• [Information]
PR #351, opened 2021-11-03
Fix testing on ubuntu 18.04

rukai:
The section named "Build & Test" in the GA tagged-release workflow didnt actually do any testing!
This change fixes that, but also moves our test workflows to primarily use 18.04 as that is where our binary is built but also includes an extra 20.04 workflow so that we dont find ourselves stuck when 18.04 is EoL.

In order to fix building on ubuntu 18.04 we had to change rdkafka to build with mklove instead of cmake.
Not sure why we were using cmake in the first place as mklove seems to be shipped with rdkafka.

### DIFF
--- a/shotover-proxy/Cargo.toml
+++ b/shotover-proxy/Cargo.toml
@@ -53,7 +53,7 @@ halfbrown = "0.1.11"
 # Transform dependencies
 redis-protocol = "3.0.1"
 cassandra-proto = { git = "https://github.com/shotover/cassandra-proto", branch = "move-to-bytes", features = ["v4"] }
-rdkafka = { version = "0.27", features = ["cmake-build"] }
+rdkafka = { version = "0.27" }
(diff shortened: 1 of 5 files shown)


conorbros (approved):

shotover-proxy/Cargo.toml
```diff
@@ -53,7 +53,7 @@ halfbrown = "0.1.11"
 # Transform dependencies
 redis-protocol = "3.0.1"
 cassandra-proto = { git = "https://github.com/shotover/cassandra-proto", branch = "move-to-bytes", features = ["v4"] }
-rdkafka = { version = "0.27", features = ["cmake-build"] }
+rdkafka = { version = "0.27" }
```
XA21X, line 56: Is there anything else still depending on cmake? Or can we get rid of it completely? (I'll look into it for the next managed service release.) 🤔

XA21X (approved):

• [Try it]
The entries above must be retyped exactly, down to the last character.

• [Exercise answer]
PR #351, opened 2021-11-03
Fix testing on ubuntu 18.04

rukai:
The section named "Build & Test" in the GA tagged-release workflow didnt actually do any testing!
This change fixes that, but also moves our test workflows to primarily use 18.04 as that is where our binary is built but also includes an extra 20.04 workflow so that we dont find ourselves stuck when 18.04 is EoL.

In order to fix building on ubuntu 18.04 we had to change rdkafka to build with mklove instead of cmake.
Not sure why we were using cmake in the first place as mklove seems to be shipped with rdkafka.

### DIFF
--- a/shotover-proxy/Cargo.toml
+++ b/shotover-proxy/Cargo.toml
@@ -53,7 +53,7 @@ halfbrown = "0.1.11"
 # Transform dependencies
 redis-protocol = "3.0.1"
 cassandra-proto = { git = "https://github.com/shotover/cassandra-proto", branch = "move-to-bytes", features = ["v4"] }
-rdkafka = { version = "0.27", features = ["cmake-build"] }
+rdkafka = { version = "0.27" }
(diff shortened: 1 of 5 files shown)


conorbros (approved):

shotover-proxy/Cargo.toml
```diff
@@ -53,7 +53,7 @@ halfbrown = "0.1.11"
 # Transform dependencies
 redis-protocol = "3.0.1"
 cassandra-proto = { git = "https://github.com/shotover/cassandra-proto", branch = "move-to-bytes", features = ["v4"] }
-rdkafka = { version = "0.27", features = ["cmake-build"] }
+rdkafka = { version = "0.27" }
```
XA21X, line 56: Is there anything else still depending on cmake? Or can we get rid of it completely? (I'll look into it for the next managed service release.) 🤔

XA21X (approved):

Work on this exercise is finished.